Problem understanding texture reduction in shader based 2D soft shadows technique

Hi all,

I’m still a beginner in shading (started a month ago) but i’ve been able to implement some nice shader in my custom project (that I mostly use as a test bed for OpenGL and CG stuff) and so I know the basics. I know my question is more shader in general than GLSL but anyway…

I’m trying to implement this : http://www.catalinzima.com/2010/07/my-technique-for-the-shader-based-dynamic-2d-shadows/

Right now, I was able to do the white/black, distance and distort shader and get the desired result. But I’m at a lost on how to do the Horizontal Reduction Shader.

float4 HorizontalReductionPS(float2 TexCoord : TEXCOORD0) : COLOR0
{
float2 color = tex2D(inputSampler, TexCoord);
float2 colorR = tex2D(inputSampler, TexCoord + float2(TextureDimensions.x,0));

float2 result = min(color,colorR);
return float4(result,0,1);
}

From what I understand the shader compare the pixel color to its neighbor and output the lesser value. This is what’s needed to determine the nearest collision with a shadow caster. But I don’t know how to actually generate this reduced 2X512 texture! I’m I supposed to do a pass, then cut the texture in 2 and do it again until the width is 2? This part of the technique is kinda quickly explained and if you can give some more details on how to achieve this, I think I might actually be done since the last pass basically just use that texture and I could easily implement that (at least I think!)
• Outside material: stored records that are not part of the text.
PR #1029, opened 2022-03-25
feat: benchmark

### LINKED ISSUE #917: Built-in benchmarking support

Since we could write unit test in source files now with vitest I wish to also write some benchmarks like we do in rust/go. ~Deno cli will support bench command soon (https://github.com/denoland/deno/pull/13713)~ Deno added `deno bench` subcommand recently in [1.20.0 release](https://deno.com/blog/v1.20#new-subcommand-deno-bench).

In Node.js most of the project uses a library called [benchmark](https://www.npmjs.com/package/benchmark) whose last commit was 5 years ago. It works pretty well honestly but things changed a lot since then especially we are now suffering from the pain of esm/cjs interop. With vitest it could provide out-of-box ESM or even TypeScript support to bring a much more friendly dx.

### Suggested solution

Rust uses bench attribute and `--bench` flag should be passed in or just `cargo bench`  to run it:

```rust
// function to benchmark must be annotated with `#[bench]`
#[bench]
fn recursive_fibonacci(b: &mut Bencher) {
    // exact code to benchmark must be passed as a closure to the iter
    // method of Bencher
    b.iter(|| {
        (0..BENCH_SIZE).map(fibonacci).collect::<Vec<u32>>()
    })
}

#[bench]
fn iterative_fibonacci(b: &mut Bencher) {
    b.iter(|| {
        fibonacci_sequence().take(BENCH_SIZE).collect::<Vec<u32>>()
    })
}
```

Benchmarking is similar to unit testing in Golang, run it with `go test -bench=.`:

```go
// from fib_test.go
func BenchmarkFib10(b *testing.B) {
        // run the Fib function b.N times
        for n := 0; n < b.N; n++ {
                Fib(10)
        }
}
```

In deno, see https://github.com/denoland/deno/pull/13713:

```js
// Defaults to 1000 warmup iterations and 1000 bench iterations
Deno.bench("URL parsing", { n: 250, warmup: 100 }, () => {
  new URL("https://deno.land/");  
});


Deno.bench("URL resolving", { n: 1000 }, () => {
  new URL("./foo.js", import.meta.url);
});
```

```sh
$ deno bench --unstable example_bench.ts
running 2 benches from file:///Users/ib/dev/deno/example_bench.ts
bench URL parsing ... 250 iterations 23,063 ns/iter (208..356,041 ns/iter) ok (1s)
bench URL resolving ... 1000 iterations 48,045 ns/iter (250..128,625 ns/iter) ok (4s)

bench result: ok. 2 passed; 0 failed; 0 ignored; 0 measured; 0 filtered out (5s)
```

My first thought was to provide a `benchmark` function, it works just like `describe` except it only runs with a bench flag:

```js
import { benchmark } from 'vitest'

benchmark('fib', (bench) => {
  bench('recursive', () => {
    recursiveFibonacci()
  })
  bench('iterative', () => {
    iterativeFibonacci()
  })
})
```

Also the output could be much prettier and modern comparing to `benchmark` package.

### Alternative

_No response_

### Additional context

_No response_

### Validations

poyoho:
fix #917

native support benchmark.

* Create a new `bench` command to start vitest and distinguish the current running mode of vitest (unit test or benchmark).
* Reuse the Vitest suite collection benchmark, add the `bench` API to distinguish between unit test and benchmark and collect the benchmark execution function.
* When running the test, unit-test normally enters the unit-test branch and executes the unit-test function once. And benchmark will use `Tinybench@2.1.3` as engine asynchronous multiple execution function.
* provide verbose and json reporter to show the benchmark result.


packages/vitest/package.json
```diff
@@ -85,6 +85,7 @@
   "dependencies": {
     "@types/chai": "^4.3.0",
     "@types/chai-subset": "^1.3.3",
+    "benchmark": "^2.1.4",
```
antfu, line 88: I haven't looked close to it but seems this package is no longer maintained for 5 years already. Do we have a better alternative?

poyoho: I saw the issues recommendation and didn't look for other 🙈

poyoho: @antfu There seems to be no better alternative https://www.npmjs.com/search?q=keywords:benchmark. I think it is possible to fork `benchmark` to maintain a new one?

antfu:
Let's discuss the design in #917 first.

About benchmark.js, if we really end up using it, I could try to contact the author and see if our team could grant the access and help on maintaining it.

packages/vitest/package.json
thelinuxlich: There is a fork by @Uzlopak actively updated in https://github.com/cthulhu-node/benchmark.js might be worthy joining forces

Uzlopak: I am now back from a three weeks vacation. I still want to implement the ability to automatically detect async functions and add the one PR to the original project which was fixing the statistics.
I did not publish a package yet. 
But we can surely join forces. :)

poyoho:
It seems need to make benchmark(`xxxx.bench.js`) whit diff files and add a new command to run benchmark 👏

sheremet-va:
I think we can now use [tinybench](https://github.com/tinylibs/tinybench) by @Uzlopak?

Uzlopak:
Published version 1.0.2 of tinybench.

poyoho:
image 
😁

Uzlopak:
Created a PR against github-action-benchmark. Does the color have some effect on the stdout and parsing by benchmark.js?

https://github.com/benchmark-action/github-action-benchmark/pull/126

test/benchmark/test/benchmark.test.ts
```diff
@@ -0,0 +1,21 @@
...
+
+describe('sort', () => {
+  benchmark('normal', () => {
+    const x = [1, 5, 4, 2, 3]
+    x.sort((a, b) => {
+      return a - b
+    })
+  })
+
+  benchmark('reverse', () => {
```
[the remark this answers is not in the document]
poyoho: oh, you make the `fn` to be promise?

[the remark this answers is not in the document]
Uzlopak: There is a wrapper for async functions in tinybench.

This code snippet just an example to see that tinybench is not going crazy and calling the async function a gazillion times. So you should see that async makes about 100 ops/s. 

Theoretically also your reverse example could `benchmark('reverse', async () => {` and should get also about 5.6 mio. ops/s.

packages/vitest/src/types/benchmark.ts
```diff
@@ -0,0 +1,60 @@
...
+  hz: number
+  rme: number
+  sampleSize: number
+}
+
+export type BenchmarkOptions = TinyBench.Options
+export type BenchFunction = (this: TinyBench.Suite, deferred: TinyBench.Deferred) => void
+export type BenchmarkAPI = ChainableFunction<
+'skip',
+[name: string, fn?: BenchFunction, options?: BenchmarkOptions],
```
Uzlopak, line 55:
```suggestion
[name: string, fn: BenchFunction, options?: BenchmarkOptions],
```

Why is fn optional? We need always a benchmark function

Uzlopak:
I realized that the async functionality is not working well.

packages/vitest/src/runtime/run.ts
```diff
@@ -237,10 +242,89 @@ export async function runSuite(suite: Suite) {
...
+    benchmarkLib.on('complete', () => {
+      suite.result!.duration = performance.now() - start
+      suite.result!.state = 'pass'
+      updateTask(suite)
+      defer.resolve(null)
+    })
+    benchmarkLib.on('error', (e) => {
+      defer.reject(e)
+    })
+    benchmarkLib.run({ async: true })
```
Uzlopak, line 318: also add `delay: 0`

poyoho: `benchmarkLib.run({ async: true, delay: 0 })` ?

Uzlopak: yeah

mangs:
Hmm, looking at the screenshot, average time per run is not mentioned, there is no breakdown by percentile, and which test was fastest is not mentioned; this can be important if you're comparing 4+ things. Can that be added?

I strongly suggest taking a look at [mitata](https://github.com/evanwashere/mitata) before this PR gets merged. This is how it looks integrated into [Deno](https://deno.land/) (it's what Deno uses for the `deno bench` command): 
image

packages/vitest/src/node/cli-api.ts
```diff
@@ -24,12 +24,17 @@ export async function startVitest(cliFilters: string[], options: CliOptions, vit
...
+  if (typeof options.coverage === 'boolean' && !options.benchmark)
     options.coverage = { enabled: options.coverage }
 
   const ctx = await createVitest(options, viteOverrides)
 
-  if (ctx.config.coverage.enabled) {
+  process.env.VITEST_MODE = ctx.config.watch ? 'WATCH' : 'RUN'
+
+  if (ctx.config.env)
+    Object.assign(process.env, ctx.config.env)
```
antfu, line 35: These lines have been moved to pool.ts

antfu:
I guess we should log an experiment warning when ppl use this command, addressing it "API might change in the future"

poyoho:
@mangs you mean deno use mitata?

mangs:
Hi @poyoho. The percentiles show outliers which can be important when tracking down performance issues which can get masked by averages. This is a very contrived example, but if you have 11 runs showing an average of 5 seconds, you can get that result with five items being zero, five 10, and one 5; percentiles would make that very clear. I think the function you found would do the trick and would be great! Thank you for considering my idea. As a big fan of what this project is doing, I don't mean to be a bother, I just want this feature to be as good as it can be. 😀

sheremet-va:
Sorry, I noticed with `rebase` came a lot of `@jest` packages. Is this intentional?

poyoho:
image

I think now log data is more, and the detailed data need to log in another way. so the pxx data I want to report in the file. 😁

Uzlopak:
Thank you for the link to the mitata repo. I analyzed the code and tbh I think their code is much more cleaner than tinybench/benchmark.js can ever be. Maybe we should really consider switching to mitata. Also I assume that as it is integrated into deno it will have much more traction in the development than tinybench will ever be.

Uzlopak:
@evanwashere

Maybe you want to add your thoughts to this feature?

poyoho:
@Uzlopak so Can I switch the tinybench to mitata ?

sheremet-va:
Do we have news on this PR? @Aslemammad you said, you wanted to take a look?

Aslemammad:
I'll take a look, I'm trying to implement a typesafe tinybench and modern API for it (based on the current)! and see if I can something out of it!

@poyoho could you please let me know what you like about other testing libs over tinybench, I'd like to add those features in the new huge refactor.

poyoho:
@Aslemammad sure! I think tinybench can export some runtime hook, so we can make the log to be  beautiful and show more runtime info. And mitata is seems just run the `fn` and show the benchmark info. 

tinybench can calculate many benchmark results based on his exposed hook. some like `mitata` I think we can even make it in vitest. It look like very easy 😁

Aslemammad:
@poyoho That's great, let's have a chat about it then. here's my discord: Aslemammad#6670

Aslemammad:
@poyoho The latest version of tinybench is `2.x.x` and the `1.x.x` is for the previous version which was based on benchmark.js.

poyoho:
I know. Rebase first 😁

poyoho:
image

@Aslemammad 🎉🎉🎉

Aslemammad:
@poyoho Happy to see this result! Thank you so much for the work. how about changing the `benchmark` function name to `bench` (in the benchmark.test.ts)? That'd be an easier naming in my opinion.

poyoho:
`benchmark` -> `bench`

packages/vitest/src/runtime/map.ts
```diff
@@ -26,9 +25,13 @@ export function isTest(task: Test | Benchmark): task is Test {
   return task.type === 'test'
 }
 
-export function getBenchmarkFactory(key: Suite): BenchFactory {
+export async function getBenchmarkFactory(key: Suite): Promise<BenchFactory> {
   let benchmark = benchmarkMap.get(key)
   if (!benchmark) {
+    if (!globalThis.EventTarget)
+      await import('event-target-polyfill' as any)
```
Aslemammad, line 32: Please consider putting the `any` after the import call!

poyoho: putting the any after the import call can to fix the types error 🤦

Uzlopak:
Just thought for improvements:

Consider running each benchmark in a separate process. So maybe it makes sense to recommend one benchmark per .bench.js/ts file. 

Also maybe consider adding a "benchmark normalizer". E.g. run first a benchmark calculating the fibonacci numbers and use the ops/s as 100%. So if you run the benchmarks on different machines, the benchmarks get more comparable.

Aslemammad:
What I also suggest is that we should promote warming up, it can help with having better and more accurate benchmarks, which is easily possible with tinybench.

Uzlopak:
Afaik warmup is done by default by benchmark.js. Maybe we should do it also automatically

Aslemammad:
@Uzlopak I guess having as a function in Tinybench (as it is right now) is better, so folks can choose to do it or not!

antfu:
I guess maybe we could have a `.bench.ts` convert to differentiated from testing

poyoho:
done!

antfu:
Pushed some changes,

- Introduce run mode. We should not rely on `config.benchmark` as it will present if users set the config regardless of running the command or not.
- Throw a hard error on calling `test()` in benchmark mode and vice versa. We could test that in `test/fails` later.

antfu:
image

@poyoho the ops/sec are identical, there might be something wrong

sheremet-va:
> image
> 
> @poyoho the ops/sec are identical, there might be something wrong

Even looking at this, it seems we show a lot less useful information than [Deno does](https://github.com/vitest-dev/vitest/pull/1029#issuecomment-1146744979)? (no percentile, for example) Didn't we want to take a look it this?

Uzlopak:
I guess we need to calculate ttables and utables for p75 and p995

Aslemammad:
@Uzlopak Tinybench already returns those percentiles https://github.com/tinylibs/tinybench#taskresult

antfu:
We probably need to think more about how we present the result for sure.

antfu:
We already support the reporter interface to access the full test result.

poyoho:
In fact, we had the results, but this style can't fill too much data 😁

poyoho:
> image
> 
> @poyoho the ops/sec are identical, there might be something wrong

two decimal places will be rounded off. The real result is:  0.006637481844709122, 0.005769233822295151...

poyoho:
image
updated

poyoho:
I think we can native support deno style benchmark result.

antfu:
For ops/sec <1, should we display the duration of one op instead?

poyoho:
maybe we can change ops/sec -> ops/ms

Uzlopak:
I dont think, that ops/ms is that relevant. I personally run benchmarks multiple times because it also depends on which core you run the benchmark and if there is currently a heavier process running on it. So basically benchmarks only indicate if you have some heavy performance degredation. So I would think it is totally OK to have the ops/s. Also you have the percentage on how they differ, so you can actually see which one is faster.

Is it possible to pass options to the benchmark like

```js
describe('sort', { minSample: 100 }, () => {
  bench('normal', () => {
    const x = [1, 5, 4, 2, 3]
    x.sort((a, b) => {
      return a - b
    })
  })
})
```

poyoho:
image

feat json format report to show all the result

sheremet-va:
What do we need to release this?

antfu:
I would like to improve the default output to a table, but not blocking as we could improve it later. Since this is experimental, I think we could ship it in the next minor.

packages/vitest/src/node/core.ts
```diff
@@ -101,7 +103,9 @@ export class Vitest {
       })
     }
 
-    this.reporters = await createReporters(resolved.reporters, this.runner)
+    this.reporters = resolved.benchmark
```
sheremet-va, line 106: shouldn't this be decided based on `mode`?

sheremet-va (changes requested):

packages/vitest/src/node/core.ts
antfu: Nice catch!

sheremet-va: I don't think `resolved.mode` is the same as VitestMode (`'test' | 'benchmark'`), it's custom user mode (`--mode`)

sheremet-va: We now have three modes 😄 

- `'WATCH' | 'RUN'`
- `'test' | 'benchmark'`
- custom, default `test` - btw, should we change it to `benchmark`, if Vitest is running as `vitest bench`?

packages/vitest/src/runtime/run.ts
```diff
@@ -230,23 +231,27 @@ export async function runSuite(suite: Suite) {
...
-        }
-        else {
-          const { sequence } = workerState.config
-          if (sequence.shuffle || suite.shuffle) {
-            // run describe block independently from tests
-            const suites = tasksGroup.filter(group => group.type === 'suite')
-            const tests = tasksGroup.filter(group => group.type === 'test')
-            const groups = shuffle([suites, tests], sequence.seed)
-            tasksGroup = groups.flatMap(group => shuffle(group, sequence.seed))
+      if (getRunMode()) {
```
sheremet-va, line 234: This looks weird 🤔 Shouldn't it be `isRunningInBenchmark`?

sheremet-va (changes requested):

packages/vitest/src/node/core.ts
sheremet-va: I see that now mode is always `'test' | 'benchmark'`, but it's still confusing, we will need to come up with better naming, I think :S

Still, I think we should pass down `benchmark` to `defineConfig` 🤔

packages/vitest/src/runtime/run.ts
sheremet-va: Yep, all tests were skipped, and always passed :)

If anyone could give me a hand with this, it would be really appreciated!

I can give sample code or the whole project for that matter if it’s necessary.

Thanks in advance!

In each pass, you use the full-width input texture as a texture and the half-width output texture as the colour buffer (glFramebufferTexture2D). Set the viewport to the size of the half-width texture and draw a unit quad. The half-width texture then becomes the full-width texture for the next pass, so you’re halving the width at each step.

Hi GClements,

I’ll be trying something similar to what you propose but right now I’m limited in the OpenGL feature I can use. glFramebufferTexture2D is not available, but I do something similar. I’ll post what I tried later since I don’t have the time to look into it right now! Thanks for the answer!

If you don’t have render-to-texture, you can render to a renderbuffer or the hardware framebuffer then copy the pixels into a texture with glCopyTexImage2D.

If you can only render to the hardware framebuffer, you’re limited in the choice of available formats. Render-to-texture is a fairly important feature for many advanced techniques.